■ What you are asked to do
Go through the records below and copy out every line that contains the word "class".

■ Provided information
PR #510, opened 2021-06-24
tvg_loader: change values of flags

mgrudzinska:
It's a middle stage leading to removing flags from the tvgBinaryDesc.h file
and use the corresponding enums from the thorvg.h file.

In the saver module I'm using the enums and in the tvg loader the flags are used.
With this change the enums and flags are compatible. 
In the future I'd like to use enums in both cases.

### DIFF
--- a/src/lib/tvgBinaryDesc.h
+++ b/src/lib/tvgBinaryDesc.h
@@ -80,18 +80,18 @@ struct tvgBlock
 #define TVG_SHAPE_COLOR_INDICATOR   (TvgIndicator)0x43 // Shape has color
 
 #define TVG_SHAPE_FILLRULE_INDICATOR    (TvgIndicator)0x44 // Shape FillRule
-#define TVG_SHAPE_FILLRULE_WINDING_FLAG      (TvgFlag)0x01 // FillRule::Winding
-#define TVG_SHAPE_FILLRULE_EVENODD_FLAG      (TvgFlag)0x02 // FillRule::EvenOdd
+#define TVG_SHAPE_FILLRULE_WINDING_FLAG      (TvgFlag)0x00 // FillRule::Winding
+#define TVG_SHAPE_FILLRULE_EVENODD_FLAG      (TvgFlag)0x01 // FillRule::EvenOdd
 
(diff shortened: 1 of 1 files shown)


mgrudzinska:
@mmaciola  Could you please explain a bit more precise why you don't want to use enums from the thorvg.h?

mmaciola:
As we talked about before, designing the .tvg file, there were three major advantages using defined flags over enum from thorvg.h:
Using defined flags makes loading independent from changes in thorvg.h and makes .tvg clearly defined (compatibility if new value is added or enum is reordered).
I assumed that zero char '\0' would be the most common value in .tvg file, so I used flags enumaration starting from one to recognize an error if zero is found.
For loader, casting of value from tvg to enum requires range checking that may cause some hidden problems when new enum values added. Switch-case is easy readable.

Nevertheless, I am open to using enum values if code compactness is preferable over above @hermet

hermet:
@mmaciola I'm agree with @mmaciola about starting value from 1 not 0 and we don't need to discuss changing enum here. It's an another topic.

hermet (changes requested):
please check comments.

mgrudzinska:
@hermet I didn't want to change the values to zero and that's it. I wanted to remove them at all. this patch was just a middle stage to make the saver and the loader compatible.

just to be sure we understand each other:
I'll change parts of code like this:
```
flag = static_cast<TvgFlag>(shape->strokeJoin());
strokeDataByteCnt += writeMember(TVG_SHAPE_STROKE_JOIN_INDICATOR, TVG_FLAG_SIZE, &flag);
```
to look like this:
```
        switch (shape->strokeJoin()) {
            case StrokeJoin::Bevel: {
                flag= TVG_SHAPE_STROKE_JOIN_BEVEL_FLAG;
                break;
            }
            case StrokeJoin::Round: {
                flag= TVG_SHAPE_STROKE_JOIN_ROUND_FLAG;
                break;
            }
            case StrokeJoin::Miter: {
                flag= TVG_SHAPE_STROKE_JOIN_MITER_FLAG;
                break;
            }
        }
        strokeDataByteCnt += writeMember(TVG_SHAPE_STROKE_JOIN_INDICATOR, TVG_FLAG_SIZE, &flag);
```

hermet (approved):

PR #403, opened 2021-05-31
common paint: introducing basic iterators functionality

mgrudzinska:
The introduced Iterator class enables to access the children nodes of a given Paint.

PR #511, opened 2021-06-25
Mgrudzinska/saver iterator based

mgrudzinska:
Introducing the Saves class, that enables to save the paints in a binary format.

I'll change the description of the last commit.
It contains: #403, #508, #509 and #510.


src/lib/tvgSaverImpl.h
```diff
@@ -0,0 +1,494 @@
...
+#include "tvgPaint.h"
+#include "tvgBinaryDesc.h"
+#include <float.h>
+#include <math.h>
+#include <fstream>
+
+struct Saver::Impl
+{
+    Saver* saver;
+    char* buffer = nullptr;
```
mgrudzinska, line 34: @hermet - you asked me in a different pr to change the name buffer -> data.
Do you still want me to do this? I'd rather stay with the 'buffer' name. If I'll use 'data' I probably should change also the functions names.

mgrudzinska:
I changed the commit description

src/lib/tvgSaverImpl.h
hermet: @mgrudzinska if you want to keep it buffer, just leave it. we can rename it with sequential refactoring patches. I asked you to change the name for the sake of consistency among the loaders.  (though it's a sort of preference issue. no correct answer)

hermet (approved):

PR #512, opened 2021-06-25
tvg_saver: example

mgrudzinska:
the expected result:
tvg_saver


mgrudzinska:
I removed white spaces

■ Answer to this exercise
The introduced Iterator class enables to access the children nodes of a given Paint.
Introducing the Saves class, that enables to save the paints in a binary format.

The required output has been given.